Afterward, as he was reaching for the door to leave, I stood firm,  held the door closed and quickly shared with Scott the mystery of the nefarious “dingleberry” that had I had extracted from my throat. My narrative was more clinical than angry; all in all merely a factual relating of the events; ending with a request  "–And that's why Scott, I would really appreciate it if you would make sure you are clean when you come to me, and take a shower before the massage." It’s amazing how some of the most hideous things become commonplace when one sells oneself. Poverty breeds a kind of desperation and indifference all its own. The judgmental rich will always hold themselves in high disdain to the struggles of a poor whore. We are meat to be used and consumed; our humanity disappearing in ratio to how our cocks are worshiped in business dealings with M4M massage clients. 

"Oh, I'm so sorry bro–", his eyebrows went up, feigning concern. “Bro” was Scott’s ultimate term of endearment toward me. How I hated it. It reeked of his fake affection, but I dared not let on. "God” he continued, “I had no idea! I definitely will." Then I remember him saying something I never really understood. He paused, looked at me, and said, "You're a good man." It was as if he were addressing a dog, “Good boy.” We never mentioned the experience again. A few years later he disappeared from my radar.

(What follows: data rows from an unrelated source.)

PR #381, opened 2026-09-10
refactor(viewer): modularize source while preserving standalone HTML

sunsunsun-java:
## Problem and value

Viewer changes previously shared a 14,911-line template containing styles, export pipelines, layout, motion ownership and interaction lifecycles. Extract 13 cohesive internal source fragments and assemble them deterministically into the existing standalone HTML. The maintainer template is now 6,237 lines; consumers still receive one inline artifact.

Closes #343.

## Stability impact

- **Shared Viewer source organization:** Reader Layout, Chrome Layout, Camera, Radar, Motion Governor, Finder, Intent Trace, Semantic Lens, Route Probe, Guided Views, Focus/flow tokens, Export and private Export Cleanup now have explicit maintenance locations and contracts in `viewer/README.md`.
- Preserve classic-script scope, initialization order, shared helpers, URLs, schema, authored geometry/IDs, export formats and zero-dependency installed runtime. Assembly allows exactly one nested relationship, Export → Cleanup; invalid inputs cannot overwrite the generated template.
- Two bounded scrolling fixes followed review: selecting a Story stop used the wrong offset coordinate system, and narrowing chapter/Trail viewports could hide the active item. Use viewport-relative positioning and recenter only when viewport width changes; ordinary manual scrolling remains untouched.
- The final review also found a clipboard-test gap. Assert that ClipboardItem is constructed before the actual click handler returns, rather than relying on user activation surviving asynchronous work. Production clipboard behavior is unchanged.
- No framework, runtime asset requests, public-interface redesign, CSS split, version change or unrelated feature work.

## Tests run

**Current acceptance candidate: `1579cc946567ff7eff9b2bc20cf2ad171d4e50ae`.** Native pointer verification and the shared native-click helper preserve real browser input: the helper waits for stable, visible, unobstructed targets and verifies a trusted click reached the expected element. Finder focus and Route playback assertions remain strict. Motion initialization is scoped to each navigation; each reload verifies its new-document identity, and persisted Still mode is checked across five consecutive reloads. CI browser concurrency is bounded at two. No behavior assertion is skipped or retried.

[...]

PR #382, opened 2026-09-10
perf(template): drop backdrop-blur and filter transitions so viewer stays smooth

iqiiidi-sudo:
## Problem

Delivered HTML artifacts (~840 KB for a 17-node architecture diagram) stutter badly during pan/zoom and when opening modal panels (radar, guide, export menu). Four costs in the viewer repaint the huge SVG every frame:

1. **`backdrop-filter: blur(10–18px)` on 10 panels/modals** — the browser re-samples and re-blurs the entire SVG underneath on every frame; the main cause of freezes when opening modals.
2. **`filter` in 6 `transition` lists** (e.g. `transition: opacity 0.18s ease, filter 0.18s ease`) — animating `drop-shadow` is not composited and repaints the filter per frame on hover/focus/lens.
3. **The scene `svg` was not a compositing layer** — the pan/zoom `transform` triggered full repaints.
4. **A permanent `drop-shadow` on the radar viewport frame** — recomputed on every camera sync.

## Change

Applied in `viewer/template.source.html` (the source of truth since #381), regenerated into `archify/assets/template.html` via `npm run generate:viewer`:

- `backdrop-filter: blur(...)` → `none` in all 10 places; panel backgrounds are already semi-opaque over their own base color, so the visual delta is negligible.
- Remove `filter` from all `transition` lists; hover glow now applies instantly instead of animating a filter per frame.
- Promote the scene canvas to its own compositing layer: `will-change: transform; contain: layout style;` — pan/zoom moves a ready raster, no scene repaint.
- Drop the permanent `drop-shadow` on the radar viewport frame.

## Scope

- The global Viewer visual change is the intended product change of this PR: the stutter is inherent to the shared template, so it cannot be fixed per-diagram. There is no linked issue; scope decision is deferred to the maintainer at review.
- **Regenerated stale artifacts**: `examples/archify-repo.html`, `examples/archify-repo-grid.html`, `examples/maka-architecture.html`, `examples/rag-pipeline.html`, `docs/cases/mco-runtime.architecture.html`, `experiments/mco-showcase/mco-runtime.html`, `generated/maka-regenerated.workflow.html` (+ its `visual-check` receipt and screenshots). These were stale against the current renderer (last built before #256/#381 and this PR), so rebuilding them from the final template picks up accumulated upstream template behavior (export cleanup, source-evidence links) in addition to the CSS delta. That is required, not unrelated: with a shared template, any stale tracked render contradicts the golden/freshness tests and the claim that no tracked artifact retains blur.
- `generated/maka-regenerated.workflow.visual-check.json` was regenerated with `visual-check` so the receipt sha256 matches the rebuilt artifact (ok=true, containment + readability pass).
- **Rollback/failure**: pure presentation-layer change in the shared template; reverting the single commit restores prior rendering byte-for-byte. No API, schema, or contract change. Not applicable beyond revert.

## Validation evidence (final head `e277148`)

Base is `8c3af8a` (upstream `main`). All local runs below executed on the exact final-head tree; the last amend only added the two regenerated artifacts whose rebuild was verified before the amend.

1. `cd archify && npm test` — **1337 tests: 1290 pass, 0 fail, 47 skipped** (Node-version gates; skipped classification visible in the TAP output). Covers `check:viewer` freshness, golden byte-identity, `check:release-identity`, validators, brand marks, and the checked-in Checkout delta reproducibility test.
2. `ARCHIFY_CHROME=<chrome> node --test test/desktop-reader-browser.test.mjs` (real Chrome 152) — **2 tests: 2 pass, 0 fail, 0 skipped**.
3. `node bin/archify.mjs compare architecture ... --quality showcase --json` — 28/28 checks, completeness `complete`; receipt sha256 matches `examples/checkout-platform-delta.receipt.json`.
4. `scripts/build-zip.sh archify.zip` on Node 22 — reproduces committed archive bytes (release-package-gates inside `npm test`).
5. `node bin/archify.mjs visual-check generated/maka-regenerated.workflow.html --json` — ok=true, containment + readability pass on 1440x900/1600x1000/1920x1080/2048x1320, both themes; receipt and screenshots committed.
6. Real-world regression: 17-node architecture diagram re-delivered with the patched skill — `deliver` 9/9 checks; `visual-check` containment + readability pass at all four viewports in both themes.
7. **Upstream CI**: `.github/workflows/ci.yml` has a `pull_request` trigger, so the matrix (Node 18/20/22/24) and webm-artifact jobs run on this head — see the Checks tab of this PR for `e277148`.

Automated browser evidence: items 2, 5, 6 (receipts). **Perceptual review, reported separately**: the author visually compared panels in both themes at 1440x900/2048x1320 before and after — no readability regression observed; the maintainer's perceptual call is welcome.

## Trade-offs

- Panels lose their blur effect — they were mostly opaque already, so readability is unchanged; exports were never affected (static serialization strips viewer chrome state).
- Glow on hover is instant instead of eased. If the easing is desired, an `opacity`-only transition on a pre-rendered glow layer would be the compositable alternative; happy to iterate.


iqiiidi-sudo:
@coderabbitai run pre-merge checks

iqiiidi-sudo:
@coderabbitai run pre-merge checks

iqiiidi-sudo:
@coderabbitai run pre-merge checks

iqiiidi-sudo:
@tt-a1i Rebased onto current `main` (`0857afc`) and regenerated `archify.zip`, so the PR no longer conflicts. The full CI matrix is green on this head; the failing `webm-artifact` job also fails on `main` itself, so it is unrelated to this change. Local run: 1379 tests, 1331 pass, 0 fail, 48 skipped (Node-version gates).

If removing the blur entirely is too large a visual change, an opacity-only transition on a pre-rendered glow layer keeps the easing without repainting a filter per frame. Happy to iterate.

tt-a1i (changes requested):
The performance problem is worth addressing, and keeping the change in the authoritative Viewer source is the right maintenance boundary. Reviewed head `0146307bdaf3499376e38500e75901afe06f79f3` and its reported evidence; I have not independently measured its performance or accepted the visual trade-off.

Before integration, please provide one reproducible before/after measurement on the same diagram, browser/device, viewport, and pan/zoom or panel-opening sequence. A short performance trace or frame/long-task comparison is enough. The existing test and visual-check passes establish correctness/containment, but do not establish the stated cause or speedup. In particular, evaluate the permanent `will-change: transform` / `contain: layout style` addition separately from removing animated filters, so we can retain only the changes that earn their ongoing cost. A large benchmark framework is unnecessary.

When a friend of mine told me about her taking Bikram yoga, it triggered all these memories. With Scott there was such closeness and distance too. What was I to him anyway? A space to play in? A laundry bag? A closet? Or merely an object like a sex toy. More thing than human.

All these loops of images, spiraling around in my head like that large mass of plastic detritus, the size of Texas floating round and round in the Pacific going nowhere. What do I do with them? They play over and over in brain, never dissolving as plastic never dissolves. And so the memory of this gyre affair plays on.

Later that afternoon, a pack of fourteen wild turkeys, led by a huge Tom Turkey with a very red head, paraded like a herd of dinosaurs outside into the back yard of  the house. Linda and I watched them preen, and grandly scratch for food like feathered dinosaurs in the grass and under the bird feeders. Occasionally, the big old Tom Turkey would puff up and plump his feathers, showing off and looking twice his normal size. The alpha male. I tapped on the window. "Don't disturb them" Linda said.  "I'm not disturbing them” I said “I'm communicating with them."